南国生まれの子猫はストレスでご飯が食べられない…家族の愛情で回復し、今はみんなの太陽のような存在に!
大阪府に住む三毛猫の和海(なごみ)ちゃんは、お返事が上手。自分の名前だけでなく、「和海ちゃんは猫ですか?」という質問にもお返事です。もっとも、お返事は全部「にゃー」ですが。
天真爛漫という言葉がピッタリの和海ちゃん。先住猫の福助くんと幸愛(こうめ)ちゃんとも仲良く、3匹固まって猫団子になることも。そんな3匹の姿を微笑ましく眺めるのは、アラフォーのOさんと同棲中の彼氏の2人です。
今でこそ和海ちゃんは元気いっぱいに過ごしていますが、Oさんに引き取られた当初はストレスで体調を崩していました。
まずご飯が食べられません。食べても吐いてしまい、最終的には動物病院で出された流動食をシリンジで流し込んで栄養補給をしていました。
なぜここまでストレスをためてしまったのでしょうか?実は和海ちゃん、宮古島出身の猫なのです。南国の暖かい島から、日本有数の大都会・大阪に空輸されてきたとのこと。宮古島のような離島では保護猫の引き取り手が少ないため、譲渡の機会を増やすために大阪で譲渡会を開催しています。
譲渡会で出会ったのがOさん。生後約3カ月のころでした。初対面でOさんとなんとなく気が合い、迎えられることになります。沖縄・宮古島の美しい海と和やかに過ごしてほしいという願いが込められ、子猫は「和海」と名づけられました。
ところが、全然家で和んでくれません。譲渡会では元気だったのに、先述した通りご飯が食べられなくなったのです。Oさんと彼氏は、毎日動物病院へ和海ちゃんを連れていきます。
体調を崩していたのは、トライアル期間。Oさんはこの先が不安になっていました。これがずっと続くのだろうか。なにより、自分が迎えたいといった和海ちゃんのために、彼氏まで巻き込むことがつらい。トライアル期間なんだから、正式に迎えるのは中止した方が良いかも…。

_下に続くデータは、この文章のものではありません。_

PR #8278, opened 2022-03-25
First pass at mix-in libraries for GAX v4

jskeet:
This provides help with bootstrapping: the generator depends on the
mix-ins, which need to be generated...


amanda-tarafa (commented):
Looks good as well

でも、そんな時彼氏が言ってくれた言葉に救われたそうです。
「家族なんだから、病院に連れて行くのは当たり前。できることを頑張ろう」
彼氏はOさんが迎えた子は、どんな状態であっても自分の家族。正式に迎えるために必要なことをしてあげたい。そう言ってもらえたおかげで、Oさんも安心して和海ちゃんの看病をすることができたのだそう。
今思えば、環境の変化が他の保護猫以上だった和海ちゃん。宮古島からの移動も負担だったでしょうし、お世話になっていた保護主さんや一緒に大阪に来た仲間と離れたのも寂しかったでしょう。ようやく安心できる家が出来たからこそ気が抜けたのかもしれません。人間でもよくあることです。
1週間ほど動物病院に通い続け、ようやくご飯が食べられるようになった和海ちゃん。すると譲渡会で見せた元気を、Oさんの家でも見せるように。お膝に乗ってなでなでをおねだりしたり、色んなところに登ったり。元気いっぱい走り回り、疲れたら電池が切れたように眠る。
もう大丈夫だろうと、正式に譲渡してもらうことになりました。
先住猫の福助くんと幸愛ちゃんも、甲斐甲斐しく和海ちゃんのお世話を焼きます。特に福助くんは妹のように可愛がるんですって。それを和海ちゃんも嬉しいみたい。3匹で一緒に過ごすことが多くなります。
和海ちゃんは、Oさんも彼氏も大好き。たくさんお喋りです。他の人には「にゃー」としか聞こえなくても、和海ちゃんは色んなことをお話しています。それをOさんと彼氏がふんふんと耳を傾ける。それが日常です。
今では和海ちゃんが、家の中の太陽に。
そういえば、太陽の女神・天照大神も天岩戸に隠れたことがあります。その時、他の神々が外で楽しい雰囲気を作りました。その楽しい雰囲気で天岩戸から天照大神は出てきたのは、ご存知かと思います。
和海ちゃんもOさんたちの愛情で、天岩戸から出てきたのかもしれません。